Threshold was allotted $25,000 through the Bush stimulus package to rehab each home it purchased through the program.
“I’m involved with the rehab,” said Bruce Hotchkiss, president of Threshold Housing Development Inc. of Uniontown. “There’s a lot of different pieces to the puzzle, but not as many as you might think. Each home is different. Sometimes it takes as little as two months. We have one that’s taken 10 months. The program only allows so many dollars to be spent to do rehab. As a contractor, I evaluate, ‘Can it be done for that amount of money?’”
The redevelopment authority handles the finances, and Threshold deals with the construction, Hotchkiss said.
Bailey closed on her home in May, paying $92,459 to Threshold Development, and moved in over the summer.
“To date, we have $1.2 million in sales proceeds,” Phillips said. “We’ve been spending that, and we have enough left to do four more, which will also create sales proceeds. We have to reinvest those proceeds. It could be more than four, but we were comfortable in putting that number out there.”
Those handling the rehab take many factors into account before purchasing a home for resale.
“We don’t accept everything across the board here,” said Rick Dunn, senior construction manager for Mon Valley Initiative, a 25-year-old nonprofit development corporation based in Homestead, Allegheny County.
“It has to have good bones. This is taxpayer money. We’ve got to get the biggest bang for the buck. We can only work in Mon Valley Initiative member communities, and its sole member in Washington County is Charleroi.”
In Charleroi, homes rehabbed were generally built in the 1930s and 1940s.

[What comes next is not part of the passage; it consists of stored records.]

PR #14551, opened 2019-05-27
Fix link to Storage Classes doc

tjanson:
Existing link does not lead to the expected doc/section, it probably moved. Fixed link points to correct content.


sftim:
/lgtm
Nice fix

tengqm:
My tiny memory tells me that the defect was introduced by me.
/lgtm
/approve

PR #14571, opened 2019-05-28
Add blog post about Cluster API declarative lifecycle managemnt

DanyC97:
With permission of @detiber (the author) i'm republishing the valuable content he wrote to improve the visibility in K8s community

@detiber please help review.

Note i've marked on hold until i get @timothysc  blog in so then i can reference the blog rather than the initial post

The blog publish order should be:

* @timothysc blog first - will update as soon as i've created it
* current one - follows next day


DanyC97:
@kbarnard10 is anything i can help with merging this PR ?

kbarnard10:
@DanyC97 Unfortunately, we can only use original content on the Kubernetes blog and I see this is a repost from the VMware blog. You can view the blog guidelines here: https://github.com/kubernetes/community/tree/master/sig-docs/blog-subproject#blog-guidelines

DanyC97:
@kbarnard10 is shame because the content was written by sig-cluster-lifecycle chair/ co-chair and it does reflect the work K8s SIG put into and as such imo it is content produced by SIG. Is just 

I should also mention that through the history of the blog posts i found at least one which was not original content it was initially written on Yahoo blog and no relation with any SIGs.

But at the end is your call, i was trying as part of sig-docs (member which i'm part of) to increase the visibility of the Cluster API and the content wrote by @detiber  & @timothysc is top quality.

DanyC97:
and i should also say that in my own opinion the content does fit in the category of _Updates from Special Interest Groups_

PR #14577, opened 2019-05-28
Only use CNCF logo style on home page

### LINKED ISSUE #14575: CNCF logo element ID collides with content
**This is a Bug Report**

**Problem:** @praseodym [highlighted](https://github.com/kubernetes/website/pull/14537#issuecomment-496501676) that any HTML element with ID `#cncf` gets a logo added. This is blocking a [pull request](https://github.com/kubernetes/website/pull/14537) to address #14538; in the PR I wanted to put in a glossary entry with `term_id` set to `cncf`.

**Proposed Solution:**
- ~Modify the content or glossary code generator so that no `id="cncf"` element gets created~
- Modify the CSS rule to something like `#cncf-logo` and also update HTML anywhere it gets used.

sftim:
There's some SASS that adds a logo to the CNCF section of the page at
https://kubernetes.io/ (and its localizations).

Narrow this styling to apply only to the home page.

Unless I've missed something, this fixes #14575 (thanks to @praseodym for diagnosis).

### DIFF
--- a/assets/sass/_base.sass
+++ b/assets/sass/_base.sass
@@ -1121,6 +1121,16 @@ $feature-box-div-margin-bottom: 40px
     #vendorStrip
       display: none
 
+  // Add logo to CNCF section
+  section#cncf
+    padding-top: 60px
+    padding-bottom: 140px
+    background-image: url(/images/cncf-color.png)
+    background-position: center 100px
+    background-repeat: no-repeat
+    background-size: 300px
+
+
 
 // OCEAN NODES
 #oceanNodes
@@ -1264,15 +1274,6 @@ $feature-box-div-margin-bottom: 40px
 
     &:hover
       border-color: white
-
-// CNCF
-#cncf
-  padding-top: 60px
-  padding-bottom: 140px
-  background-image: url(/images/cncf-color.png)
-  background-position: center 100px
-  background-repeat: no-repeat
-  background-size: 300px
 
 // KubeWeekly
 #kubeweekly


sass/_base.sass
```diff
@@ -1121,6 +1121,16 @@ $feature-box-div-margin-bottom: 40px
...
+  # Add logo to CNCF section
+  section#cncf
+    padding-top: 60px
+    padding-bottom: 140px
+    background-image: url(/images/cncf-color.png)
+    background-position: center 100px
+    background-repeat: no-repeat
+    background-size: 300px
+
+
```
kbhawkey: hello @sftim.
This change works, though, looking at the other defines in the file, does it make sense to style the cncf section definition under a `section -> main` or `section` element? I am curious about the glossary PR related to the cncf id.
```
section
  #cncf
     ...
```

sftim: This is my first encounter with SASS. I guessed at how it works, and I seem to have got roughly the right idea.

I _think_ the intent behind this rule is to put the CNCF logo on the home page without needing an `` element. I'm trying to stick to that inferred intent.

I don't really know what `section #cncf` would mean in SASS. In plain CSS it wouldn't behave how I want.

kbhawkey: OK. Just tried again. I have not generated css files for some time,  did you generate the css files with this commit?
```
#cncf
  main
    padding-top: 60px
    padding-bottom: 140px
    background-image: url(/images/cncf-color.png)
    background-position: center 100px
    background-repeat: no-repeat
    background-size: 300px
```

sftim: I've found out about generating CSS (I'd guessed that Netlify would do that).
and I've fixed an incorrect comment.

The change works _now_, I've tested it.

sftim:
Rebased following merge of PR #13113

sftim:
Is this good to go? Any concerns?

kbhawkey:
I don't see a problem with this change, though, this change is related to updating the glossary with a `cncf` definition. Personally, adding cncf to an individual project glossary does not seem that important, but others may think it is useful.
/cc @zacharysarah

sftim:
I get the impression there will be people who wonder what CNCF means. A glossary entry or tooltip saves them resorting to Google.

PR #14603, opened 2019-05-29
Update config option for openstack block storage

adisky:
node-volume-attach-limit for cinder added in the last cycle, updating the doc for the same
https://github.com/kubernetes/kubernetes/pull/74542


adisky:
cc @dims @gnufied

content/en/docs/concepts/cluster-administration/cloud-providers.md
```diff
@@ -294,6 +294,8 @@ and should appear in the `[BlockStorage]` section of the `cloud.conf` file:
   there are many Nova availability zones but only one Cinder availability zone.
   The default value is `false` to preserve the behavior used in earlier
   releases, but may change in the future.
+* `node-volume-attach-limit` (Optional): Maximum Number of Volumes that can be
```
sftim:
```suggestion
* `node-volume-attach-limit` (Optional): Maximum number of Volumes that can be
```
(Volume is a Kubernetes resource, number isn't)

PR #14604, opened 2019-05-29
Translate docs/tasks/configure-pod-container/attach-handler-lifecycle-event in Chinese

rainingmaster:
Translate docs/tasks/configure-pod-container/attach-handler-lifecycle-event in Chinese


rainingmaster:
I will try to update the CLA

chenrui333:
@rainingmaster I think you can just update the CLA and stay with this PR. Let me know if you need any help from me. 

Thanks for your contributions!!

Issue #14611, opened 2019-05-29
Code of conduct out of date


sftim:
**This is a Bug Report**

**Problem:**
The code of conduct has [changed](https://github.com/cncf/foundation/compare/0ce4694...master#diff-12) upstream

**Proposed Solution:**
Update code of conduct on website

**Page to Update:**
https://kubernetes.io/community/code-of-conduct/

**Additional Information:**

The upstream code of conduct is now localized.

sftim:
Fixed in #14612

PR #14612, opened 2019-05-29
Update code of conduct based on upstream changes

sftim:
Make the code of conduct on the website be level with https://github.com/cncf/foundation/commit/214585e24aab747fb85c2ea44fbf4a2442e30de6

The upstream code of conduct is now localized. I expect that website localizations should use the upstream localization (and not provide own translation). Does this seem OK?

Relevant to issue #14611


zhangqx2010:
Agree. I see `website/content/XX/community/static/cncf-code-of-conduct.md` in every localized dir.
Are there auto generated, or should we find a way to automate this process?

sftim:
Provided the code of conduct is part of the mandatory content in a localization, I wouldn't hurry to automate it.

Automation is nice, but this doesn't feel like a task that happens often enough to need it.

PR #20146, opened 2020-04-07
add zh/ prefix of links in zh/ directory

tanjunchen:
/cc @tengqm 

add prefix zh/ in content/zh/docs/tutorials/ directory

### DIFF
--- a/content/zh/docs/tutorials/_index.md
+++ b/content/zh/docs/tutorials/_index.md
@@ -16,17 +16,17 @@ content_template: templates/concept
 
 {{% capture overview %}}
 
-Kubernetes 文档的这一部分包含教程。一个教程展示了如何完成一个比单个[任务](/docs/tasks/)更大的目标。
+Kubernetes 文档的这一部分包含教程。一个教程展示了如何完成一个比单个[任务](zh/docs/tasks/)更大的目标。
 通常一个教程有几个部分，每个部分都有一系列步骤。在浏览每个教程之前，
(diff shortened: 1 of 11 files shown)


tengqm:
/lgtm
/approve
We will figure out how to do this in an elegant way.

tanjunchen:
> /lgtm
> /approve
> We will figure out how to do this in an elegant way.

lint ci?
i will update it in script in batch.

tanjunchen:
currently,we can update it in batch

tengqm:
@tanjunchen By "in batch", do you mean doing it via scripts? Please be careful. There are many cases where you cannot determine what the target URL is. For example, in English version, when the link points to '`/docs/foo/bar/`', the actual target could be:

- '`/content/en/docs/foo/bar.md`', where '`bar.md`' is an article;
- '`/content/en/docs/foo/bar/_index.md`', where '`bar`' is a directory;
- '`/content/en/docs/zoo.md`', where '`/foo/bar/`' is a old link which is now redirected to '`/zoo/`;
- '`/content/en/docs/zoo/_index.md`', where the target is redirected, to an implicit file;
- ``/content/en/docs/.....{{ kube_version }} .../something.md`', where we may and may not have the target.

tengqm:
@kbhawkey

tanjunchen:
yes , we should be more carefully.

tanjunchen:
I try to match [*](/docs/*) at first . 
such as  [PersistentVolume](/zh/docs/concepts/storage/persistent-volumes/)

PR #20148, opened 2020-04-07
fix older content of 1.17.x

soolaugust:
some content in upgrade to 1.18.x is wrong. fix those description to correct.


soolaugust:
I signed it

PR #20151, opened 2020-04-07
Minor fix -> code block

Xorima:
The code block on the website https://kubernetes.io/docs/tasks/administer-cluster/kubeadm/adding-windows-nodes/ currently takes up half the page and is wrong, this should fix that.


Xorima:
not fixed.

Issue #20157, opened 2020-04-07
Large white bar on a mobile device


Arhell:
**This is a Bug Report**
Large white bar on a mobile device
**Problem:**
![1](https://user-images.githubusercontent.com/26163841/78706873-7a860180-7918-11ea-8d30-851d8783908c.jpg)

**Proposed Solution:**
There is hidden text in the footer and it climbs out of the screen
footer .social span
Offer footer on mobile or give overflow:hidden or hide elements

**Page to Update:**
all pages
https://kubernetes.io/de/
Rather, it applies to all other languages of long words

/assign
/bug

Arhell:
resolve
/close

PR #20163, opened 2020-04-07
Fixed footer text that goes beyond the screen

Arhell:
issue #20157

### DIFF
--- a/assets/sass/_base.sass
+++ b/assets/sass/_base.sass
@@ -439,6 +439,7 @@ footer
   width: 100%
   background-image: url(/images/texture.png)
   background-color: $dark-grey
+  overflow-x: hidden
 
   .main-section
     padding: 20px 0


kbhawkey:
@Arhell , I just minimized my desktop browsers, Firefox and Chrome, and did not see the blank area.
What mobile platform/browser did you test? I will try Android+Chrome.
Viewed, https://kubernetes.io/de/docs/home/.

tengqm:
/lgtm
Cannot reproduce this either. But from pure CSS perspective, cutting the overflow footer is not a bad idea.

Arhell:
@kbhawkey 
I used chrome on my mobile, went to the site and swiped right.
I have a resolution of 375px
And to fully see the problem, you can through the developer panel in chrome on the PC, as indicated in the screenshot in issue

kbhawkey:
@Arhell ,
This is a very _minor_ issue.
To reproduce: View a `de` page  (for example: https://kubernetes.io/de/) on a small screen or minimized desktop. So far, I have only been able to see the problem with the `de` localization.
Go to the bottom of the page. There will be a scrollbar to handle viewing the page with a small screen. You only see the extra space if you actually scroll. Otherwise, the area is hard to notice.
I question whether the change should be made in the footer section of _base.sass not _case-studies.sass.

Arhell:
@kbhawkey 
Moved to the appropriate directory

kbhawkey:
I retested this change, locally.
The overflow seems to only affect the footer when viewing the *case-studies` page.
There is a small right hand strip running from top to bottom of the page.
I strip is visible (for me, chrome+minimized desktop) for pages, `ja/case-studies`, `de-case-studies`.
You could re-title this PR to indicate that the issue is related to the case-studies pages and overflow in the footer.
I have not thoroughly tested this change.
/lgtm

PR #20168, opened 2020-04-08
Revert "add zh/ prefix of links in zh/ directory"

tanjunchen:
Reverts kubernetes/website#20146

We should do more investigations on this.

/cc @tengqm


tengqm:
/close
pls continue fix it in a new PR as follow up.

Depending on time of year and particular type of structure, rehab can take from four to six months. “The first five houses were full-gut rehabs. They were down to the skeleton,” Dunn said.
Bailey loves teaching, but she’s also open to an assignment in a Methodist parish ministry in this area.
She said her objective was “finding a good, solid home in a family neighborhood, a neighborhood that I would’ve moved into anyway. I moved here from Charleston, W.Va., so I had no clue about a stimulus package. I thought I would have to take a lesser property.
“I would imagine, until this article comes out, that people would never have guessed.”